# Interlocking metal weatherstripping router



## originalsquee (Jan 4, 2018)

My grandfather was a weatherstripper, my father is a weatherstripper, I'm next in line for the age old craft of interlocking metal weatherstripping. I have a question on stanley routers, I don't have a model number but from what my father says and what I've heard from the old timers my routers were originally part of the Stanley builders kit.but I have noticed there is h13, h23, h39, and h63. My question is what router came in the builders kit with the 2 planer bodies and templates? 

Sent from my SM-N950U using Tapatalk


----------



## Job and Knock (Dec 18, 2016)

Firstly the kit you are referring to, the H-63, is a builder's or carpenter's kit and includes the router motor, fixed base, planer base and door hinge templet in a steel case with an optional spiral cutter sharpener (for the planer blades). Stanley made kits like that for the #4/#8 form motors and the later (post-1957) H-264/H-267 motors - and their later derivatives. Whilst they look very similar the planer bases are subtly different to the weatherstripping bases lacking a moving front skate and with a fixed as opposed to a tiltable side fence.

The R-4B router (the earliest of the #4/#8 body diameter family) appeared during WWII and after the war developed into the Handyman H-40 (3.2A) and later still the H-45 (4A). The "H-13" (GA-13?) you are referring to is probably the model number for the base (later renumbered GA-42, I think) whilst the H-39 is the motor number (bases and motors had separate numbers which is confusing). 
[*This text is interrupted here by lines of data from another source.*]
PR #847, opened 2026-04-30
fix(demo): prevent browser hang and OCR timeout on image uploads

### LINKED ISSUE #845: fix: prevent demo from hanging on small image uploads
# Demo hangs and drives CPU high when extracting image files under 1MB

## Summary

The live demo at <https://docs.kreuzberg.dev/demo.html> becomes unresponsive when a small image file is uploaded. I can reproduce this with a 725-byte PNG, which is far below the page's 1MB sandbox limit. Text files upload and extract normally in the same browser session.

## Environment

- Date tested: 2026-04-30
- URL: <https://docs.kreuzberg.dev/demo.html>
- Browser: Google Chrome 144.0.7559.109 on Ubuntu 24.04 / Linux 6.17.0
- Automation: agent-browser 0.26.0, headless Chrome
- Demo dependency observed in page source:
  - `@kreuzberg/wasm@latest/dist/index.js`
  - `@kreuzberg/wasm@latest/dist/pkg/kreuzberg_wasm_bg.wasm`
- jsDelivr response/version observed:
  - `dist/index.js`: `x-jsd-version: 4.8.6`
  - `dist/pkg/kreuzberg_wasm_bg.wasm`: `x-jsd-version: 4.9.4`
  - npm `@kreuzberg/wasm` latest: `4.9.4`

## Reproduction Steps

1. Open <https://docs.kreuzberg.dev/demo.html>.
2. Wait for the page to load.
3. Upload a small text file such as:

   ```txt
   hello from text file
   ```

4. Observe that the demo returns output normally.
5. Reload the page.
6. Upload a small PNG image under 1MB. My repro file was a generated `320x180` PNG, 725 bytes.

   Example file generation:

   ```bash
   mkdir -p /tmp/kg-demo-repro
   cd /tmp/kg-demo-repro
   node -e "const fs=require('fs'); const w=320,h=180; const header=Buffer.from('P6\\n'+w+' '+h+'\\n255\\n'); const data=Buffer.alloc(w*h*3); for(let y=0;y<h;y++){for(let x=0;x<w;x++){const i=(y*w+x)*3; data[i]=Math.round(255*x/(w-1)); data[i+1]=Math.round(255*y/(h-1)); data[i+2]=80;}} fs.writeFileSync('test.ppm', Buffer.concat([header,data]));"
   convert test.ppm test.png
   wc -c test.png
   ```

## Actual Behavior

- The page stops responding after the PNG upload.
- Browser automation calls that read page text time out with:

  ```txt
  CDP command timed out: Runtime.evaluate
  ```

- CPU stays high after the upload. In my run, the Chrome renderer and GPU processes together were close to one full CPU core:

  ```txt
  13:43:35 renderer 47.0% / gpu-process 44.4%
  13:43:36 renderer 47.6% / gpu-process 44.4%
  13:43:37 renderer 48.1% / gpu-process 44.4%
  13:43:39 renderer 48.7% / gpu-process 44.4%
  13:43:40 renderer 49.2% / gpu-process 44.5%
  13:43:41 renderer 49.8% / gpu-process 44.5%
  13:43:42 renderer 50.3% / gpu-process 44.5%
  13:43:43 renderer 50.9% / gpu-process 44.5%
  13:43:44 renderer 51.4% / gpu-process 44.5%
  13:43:45 renderer 51.9% / gpu-process 44.5%
  ```

The only way to recover the session was closing the browser.

## Expected Behavior

The demo should either:

- extract text/OCR output from supported image files,
- return a clear error if image OCR cannot run in the browser, or
- time out gracefully without locking the page.

It should not spin indefinitely or make the browser unresponsive for a tiny image well below the documented sandbox limit.

## Additional Observations

The page initializes OCR on load:

```js
await initWasm('https://cdn.jsdelivr.net/npm/@kreuzberg/wasm@latest/dist/pkg/kreuzberg_wasm_bg.wasm');
await enableOcr();
```

Uploads are processed with:

```js
const result = await extractFromFile(file, file.type || null);
```

Given that non-image files work and the hang happens on small PNG input, this looks likely related to the browser/WASM OCR image path rather than the 1MB sandbox limit.

### LINKED ISSUE #854: bug: @kreuzberg/wasm browser OCR pipeline silently degrades to synchronous fallback when loaded cross-origin (related #845)
## Summary

  When `@kreuzberg/wasm` is loaded from a different origin than the consuming page — including the live
  demo at `docs.kreuzberg.dev/demo.html` loading via `cdn.jsdelivr.net` — the inner OCR Web Worker that
  `worker-bridge.ts` is supposed to create is rejected by the browser's same-origin policy. The failure
  is caught silently by `createOcrWorker`'s outer `try/catch`, which sets `useFallback = true`. From
  that point forward all OCR calls take the synchronous `wasm.ocrRecognize(...)` fallback path on
  whatever thread invoked them, with no per-request timeout protection (the 20s `setTimeout` in
  `runOcrInWorker` cannot fire while a synchronous wasm call blocks the event loop).

  A second, latent issue compounds the first: the kreuzberg-tesseract WASM build with default Tesseract
  page-segmentation mode (PSM AUTO) appears to hang or run for tens of seconds on small images (60 KB
  screenshots, 725-byte PNGs). With the synchronous fallback active, only an external (main-thread)
  timeout can recover.

  ## Relationship to #845

  This is the underlying cause of #845's "demo hangs on small image uploads." PR #847's commit 127c62bfa
   ("fix: move WASM extraction to Web Worker to prevent browser freeze") successfully eliminates the
  *browser-hang* symptom — the demo page stays responsive — but extraction itself does not complete.
  With #847's 90s outer timeout, the demo now fails predictably with `Extraction timed out after 90s` on
   any image, including ones that contain text and would normally OCR.

  In other words: #845's symptom (frozen tab) is fixed by #847; #845's underlying functional bug
  (browser OCR doesn't work) is documented here.

  ## Evidence

  ### 1. Cross-origin Worker construction is rejected by the browser

  Pasted in the page's console:

  ```js
  try {
    const w = new Worker(
      'https://cdn.jsdelivr.net/npm/@kreuzberg/wasm@latest/dist/ocr-worker.js',
      { type: 'module' }
    );
    console.log('created:', w);
  } catch (e) {
    console.log('threw:', e.name, e.message);
  }
  ```

  Output:

  ```
  threw: SecurityError Failed to construct 'Worker': Script at
  'https://cdn.jsdelivr.net/npm/@kreuzberg/wasm@latest/dist/ocr-worker.js' cannot be accessed from
  origin 'http://127.0.0.1:8000'.
  ```

  This is the same `new Worker(url, { type: 'module' })` call performed by `createBrowserWorker` in
  `crates/kreuzberg-wasm/typescript/ocr/worker-bridge.ts`. Inside the bundled `dist/index.js`,
  `import.meta.url` resolves to the CDN URL of the bundle, so `new URL('./ocr-worker.js',
  import.meta.url)` is cross-origin to the page. Browsers reject cross-origin Worker URLs
  unconditionally — module workers only relax the same-origin policy for *imports inside* the worker
  (via CORS), not for the worker script itself.

Image

  ### 2. Inner OCR worker is never created — `ocr-worker.js` is never fetched

  After WASM cache warm-up, a single extraction triggers exactly seven worker-initiated fetches (Network
   tab, gear icon = service/web worker initiator):

  | Resource | Origin |
  |---|---|
  | `blob:http://127.0.0.1:8000/...` (outer extraction worker) | local |
  | `index.js` | cdn.jsdelivr.net |
  | `kreuzberg_wasm.js` | cdn.jsdelivr.net |
  | `kreuzberg_wasm_bg.wasm` | cdn.jsdelivr.net |
  | `pdfium.js` | cdn.jsdelivr.net |
  | `pdfium.esm.wasm` | cdn.jsdelivr.net |
  | `eng.traineddata` | raw.githubusercontent.com |

  `ocr-worker.js` is not in the list, even though it is published at `dist/ocr-worker.js` and serves a
  200. The only way the worker URL can remain unrequested is if the `new Worker(...)` constructor threw
  before the browser could initiate the fetch. This is consistent with the SecurityError above.

Image

  ### 3. Tessdata fetches quickly; 86+ seconds of pure CPU follow

  `eng.traineddata` Timing on a warm-cache run:

  - Queued at 3.02 s
  - Started at 3.02 s
  - Waiting for server response: 233.61 ms
  - Content download: 58.65 ms (4 MB payload)
  - Total: 369.83 ms

  The fetch completes well under 4 seconds from extraction start. The network tab then records zero
  further activity for ~86 seconds, until the outer 90 s timer fires. The worker is in a pure CPU state
  during this window — `wasm.ocrRecognize(...)` is the only thing it can be doing. A 60 KB image taking
  86+ seconds to OCR is well outside Tesseract's normal range and matches the documented PSM AUTO
  degenerate-input behavior.

Image

  ### 4. The inner 20 s OCR timeout never fires

  `runOcrInWorker` schedules a `setTimeout(..., 20_000)` that terminates the inner OCR worker and
  rejects with `OCR timed out after 20s — Tesseract hung on this image. Try a different image or a
  text-based file format.` This message is never observed. Only the main-thread message `Extraction
  timed out after 90s ...` appears. Two consistent explanations:

  - The fallback path is active, so `runOcrInWorker` returns via `Promise.resolve(fallbackFn(...))` and
  never sets the timer.
  - Even if the timer were set, a synchronous wasm call blocks the worker's event loop and prevents
  `setTimeout` callbacks from firing.

  Both follow from `useFallback = true` being set after the SecurityError above.

  ## Affected code paths

  - `crates/kreuzberg-wasm/typescript/ocr/worker-bridge.ts` — `createBrowserWorker` (`new Worker(new
  URL('./ocr-worker.js', import.meta.url), { type: 'module' })`)
  - `crates/kreuzberg-wasm/typescript/ocr/worker-bridge.ts` — `createOcrWorker` outer `try/catch`
  swallows the SecurityError and sets `useFallback = true`; no signal is propagated to callers
  - `crates/kreuzberg-wasm/typescript/ocr/worker-bridge.ts` — `runOcrInWorker` fallback branch invokes
  `fallbackFn(...)` synchronously
  - `kreuzberg-tesseract` Rust crate — default Tesseract page-segmentation mode (PSM AUTO) on
  small/sparse images

  ## Scope

  Affects browser consumers of `@kreuzberg/wasm` loading the package from any cross-origin source (CDN,
  separate static host, etc.), including the published `cdn.jsdelivr.net` distribution. Does not affect:

  - Node.js consumers (`createNodeWorker` uses a filesystem path)
  - Browser consumers who bundle `@kreuzberg/wasm` into their own application served same-origin

  ## Environment

  - Browser: Chrome 144.0.x on Linux (also reported on the same Chrome version in #845)
  - `@kreuzberg/wasm` version: 4.9.4 (latest published from `main`)
  - Demo: `docs/demo.html` on branch `fix/demo-hang-version-mismatch`, commit 127c62bfa
  - Test images: 60 KB and 240 KB screenshots containing text; 725-byte gradient PNG from #845 

### Steps to reproduce

 1. Check out `fix/demo-hang-version-mismatch` at commit 127c62bfa (or later). Serve `docs/demo.html`
  from any host that is *not* `cdn.jsdelivr.net` (e.g. `python -m http.server 8000`).
  2. Open the page in Chrome on your OS. Open DevTools → Network and Console.
  3. Upload any image — text-bearing or blank, of any size under 1 MB.
  4. Observe: after ~90 seconds the demo displays `Extraction timed out after 90s. The file may be too
  complex for in-browser processing. Try a simpler file or use the API.`

Image

```text

```

kh3rld:
fixes #845. fixes #854.                                                                  
  
  root cause chain:                                                                        
                                                                      
  1. @kreuzberg/wasm loaded from a CDN constructs the inner OCR worker with new Worker(cdnUrl). Browsers reject cross-origin worker URLs with a SecurityError, which createOcrWorker silently swallows, setting useFallback = true. OCR then runs synchronously on the worker thread.                                 
  2. Tesseract PSM_AUTO on small or near-uniform images enters a degenerate loop. With the sync fallback active, the worker's event loop is blocked,... the inner 20s setTimeout can never fire.
  3. The demo previously called the extraction pipeline directly on the main thread, so a hung Tesseract froze the tab entirely.                                                   
  
  fixes:                                                                                   
                                                                      
  - worker-bridge.ts - createBrowserWorker now constructs a one-line Blob (import "<cdn-url>";) and passes the Blob URL to new Worker(). The browser accepts the same-origin Blob; the module import inside fetches the real CDN script via CORS. The inner OCR worker is now actually created and its 20s timeout is armed.
  - demo.html - extraction runs in a dedicated Web Worker (keeps the UI thread free). The 30s watchdog starts only after the worker signals WASM is ready, so cold CDN loads (15–25s) no longer consume the extraction budget.
                                                                                           
_kindly note: the PSM_AUTO degenerate-input behavior in kreuzberg-tesseract is a separate issue and should be tracked independently_


v-tan:
Tested the issue - the demo still hangs for small image uploads. @kh3rld 

possible reason for the hang:
```
It's not version drift, not classify(), not Lanczos3. The enableOcr() in the
  published @kreuzberg/wasm@4.9.4 registers NativeWasmOcrBackend (kreuzberg's own tesseract-in-wasm) in
  browsers, which runs in a Web Worker via runOcrInWorker(). That function (line 1494):

  return new Promise((resolve, reject) => {
    pendingRequests.set(id, { resolve, reject });
    workerHandle?.postMessage({ type: "ocr", id, imageData, tessdata, language });
  });

  posts to the worker and waits indefinitely. No timeout. If the worker hangs, the page hangs.

  The worker hangs because Tesseract's page-segmentation analyzes the 725-byte 320×180 gradient PNG,
  which has no text and is a well-known Tesseract degenerate input. With the default PSM (AUTO),
  Tesseract's layout analysis loops on small near-uniform images. That matches the observed symptoms
  perfectly:

  - Renderer ~50% CPU + GPU process ~50% CPU: the OCR Web Worker is computing (Tesseract loop), main
  thread is parked waiting on the postMessage response.
  - Text files work: text path never invokes the OCR worker.
  - Tiny PNG specifically triggers it: Tesseract's PSM AUTO is known to spin on small gradient/blank
  images.
  - PR #847 doesn't help: pinning JS↔WASM versions is orthogonal to a Tesseract input-degeneracy hang
  inside the worker.

  The fix needs to be one or both of these (in crates/kreuzberg-wasm/typescript/ocr/, which lives in a
  separate repo / alef-generated, not in this repo):

  1. Timeout in runOcrInWorker — race the worker promise against setTimeout(reject, 30_000). Even if
  Tesseract spins, the user gets a clean error in 30s instead of a frozen page. This is the must-have.
  2. Set Tesseract PSM to 6 (uniform block of text) by default in the wasm wrapper, or add a pre-OCR
  check that rejects images below some min size / with insufficient variance. PSM AUTO is dangerous on
  arbitrary user input.
```

kh3rld:
@v-tan kindly check this updates here!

As to what went into which kits there were builder's and carpenter's kits sold in steel boxes as kits certainly from the late 1940s until the 1970s. What was in a kit depends on which kit you had, and when it was made. In the Handyman line there were builders kits which used the H-40 and later the H-45 motors (3.2A and 4A respectively) whilst the more industrial versions of the kits used variations on the #8 motor, starting with the 3.5A #8 in 1949, through to the late models with 6A 90-008 motors made as late as the 1970s. AFAIK that style of motor, originating with the R-4B router in the mid-1940s, was the type compatible with the majority of the weather stripping bases, although I understand that there was also a larger base weather stripping base made for the R5 router for a while

Personally I really like my old Stanley routers even though spares are non-existant and have been for years


----------



## originalsquee (Jan 4, 2018)

Job and Knock said:


> Firstly the kit you are referring to, the H-63, is a builder's or carpenter's kit and includes the router motor, fixed base, planer base and door hinge templet in a steel case with an optional spiral cutter sharpener (for the planer blades). Stanley made kits like that for the #4/#8 form motors and the later (post-1957) H-264/H-267 motors - and their later derivatives. Whilst they look very similar the planer bases are subtly different to the weatherstripping bases lacking a moving front skate and with a fixed as opposed to a tiltable side fence.
> 
> The R-4B router (the earliest of the #4/#8 body diameter family) appeared during WWII and after the war developed into the Handyman H-40 (3.2A) and later still the H-45 (4A). The "H-13" (GA-13?) you are referring to is probably the model number for the base (later renumbered GA-42, I think) whilst the H-39 is the motor number (bases and motors had separate numbers which is confusing).
> 
> ...


This was extremely helpful, thank you so much. 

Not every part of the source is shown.